→ EXERCISE BRIEF: Could you copy every line of the data that contains "also"?

→ RECORDS FOR THIS EXERCISE:
PR #268, opened 2025-04-14
Add aria-label to GitHub icon link

rgieseke:
Warning was:
> src/routes/_site-components/Nav.svelte:118:3 Buttons and links should either contain text or have an `aria-label` or `aria-labelledby` attribute https://svelte.dev/e/a11y_consider_explicit_label

I wasn't sure whether it should describe the logo or the link target, but it seems to be the target:

https://www.w3.org/WAI/WCAG21/Techniques/aria/ARIA8


mhkeller:
Thanks!

PR #270, opened 2025-04-22
Add test for code sample navigation and download

rgieseke:
This depends on #261 

It adds a test for navigating between the code files and should catch problems like #193 

It also adds a test to check that the download works and the zip file is not empty. It checks that the file size is not zero and in the range of the expected file size. Since there is no unzip library included this seemed a good-enough smoke test to me.
An alternative I considered was to check for text in the output file (as it's not actually compressed by do-not-zip).


.github/workflows/node.js.yml
```diff
@@ -26,4 +26,4 @@ jobs:
           node-version: ${{ matrix.node-version }}
           cache: 'npm'
       - run: npm ci --legacy-peer-deps
-      - run: npm test
+      - run: npm run test:lib
```
mhkeller, line 29: Now that that there is `test:lib` and `test:playwright`, do we not want both to run in the CI?

rgieseke: 'test:lib' runs for multiple Node versions. For 'test:playwright' we can know which Node version is running in CI and the tested output ist static html so I think the current setup makes sense.

We should think about testing other browsers in the future but probably get one running first (the screenshot test will get harder to match with Firefox).

mhkeller: Ah I had missed that playwright.yml runs as a separate action on CI. I had just given a quick look at this diff

test/e2e/code-examples.spec.js
```diff
@@ -0,0 +1,36 @@
...
+import { existsSync, statSync } from 'fs';
+
+const groups = ['example', 'example-ssr'];
+
+groups.forEach(path => {
+	test(`Navigate between code samples for "${path}/Bar"`, async ({ page }) => {
+		await page.goto(`${path}/Bar`);
+		// Using has-text here to avoid the ul intercepting the click
+		// https://github.com/microsoft/playwright/issues/12821#issuecomment-1069630780
+		await page.click(`li:has-text('./_components/Bar.svelte')`);
```
mhkeller, line 11: FYI I had to change the way the click was being created here because the test was failing the `ul` element was intercepting the click for some reason. This solution seemed maybe better than doing `{force: true}`.

rgieseke: Good to know, thanks!

Issue #255, opened 2025-03-13
Convert examples and components on the website to runes


mhkeller:
The REPL examples also need to be updated.

mhkeller:
Closed via #271

PR #281, opened 2025-05-13
WIP: Svelte 5 migration components

rgieseke:
First steps to migrate the components to Svelte 5 syntax (#255).
Some are not working yet but wanted to put the first explorations somewhere.

This depends on the website being converted to Svelte 5 syntax (#271)  which this PR includes (making it a bit hard to read in its current state).

Once/before ready the following questions need to be considered

- [ ] update repl examples
- [ ] decide how to link to or include Svelte 3/4 compatible components (could be link, e.g. [GitHub tag](https://github.com/mhkeller/layercake/tree/25d13dd7ac1cbef2122b06d52ee00283507f5d19/src/_components))


mhkeller:
Ya I've been wondering how best to preserve the old documentation. In addition to the component and chart examples, I wonder if the guide, too, should be preserved. The easiest way could be to duplicate the repo and host it on gh-pages as http://mhkeller.github.io/layercake-prerunes or something. That's a bad URL name and so it should be improved. Maybe layerake-v8

I can put a robots.txt in the root to prevent search engines collecting it so that people don't accidentally end up on the old site. Could also add a prominent banner at the top

rgieseke:
> I've been wondering how best to preserve the old documentation. In addition to the component and chart examples, I wonder if the guide, too, should be preserved.

Maybe we could keep them in the same repo and website?
Copy the old components, guides and examples to a subdirectory, like `v8/components` or `legacy/components`? 
Maybe one could even have two versions of the Layer Cake library in the same repo, one for Svelte 5 and the current versions?

Could make sense to hide them from search engines with `robot.txt` or tags.

mhkeller:
My thinking in putting it in its own repo and essentially freezing it in time is that there will come a day, possibly Svelte 6 where `$:` syntax won't work. In that case, I'm not sure how to keep compiling the old examples. Or, if the site ever needs a rearchitecting, future people won't have to worry about this part of the site, which should be seeing diminishing viewership over time.

mhkeller:
It may be best just to combine this with https://github.com/mhkeller/layercake/pull/271, or otherwise rebase have that branch as the merge target. 

FYI I made an archived repo and website for the old site https://mhkeller.github.io/layercake.pre-runes

PR #282, opened 2025-05-13
Improve percentRange docstring in AnnotationsData component

rgieseke:
Just a tiny thing I spotted while working on Svelte 5 conversions.

The JSDoc string should be `pr` here I think:

```js
  /** @type {boolean} [percentRange=false] - If `true` will set the `top` and `left` CSS positions to percentages instead of pixels. */
  export let pr = $percentRange;

  $: units = pr === true ? '%' : 'px';
```

I'm not sure whether the `false` default is correct (probably indirectly from the `$percentRange` default value.


mhkeller:
Good catch!

rgieseke:
> Good catch!

All thanks to the tests :sunglasses:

→ SOLUTION:
It also adds a test to check that the download works and the zip file is not empty. It checks that the file size is not zero and in the range of the expected file size. Since there is no unzip library included this seemed a good-enough smoke test to me.
The REPL examples also need to be updated.
I can put a robots.txt in the root to prevent search engines collecting it so that people don't accidentally end up on the old site. Could also add a prominent banner at the top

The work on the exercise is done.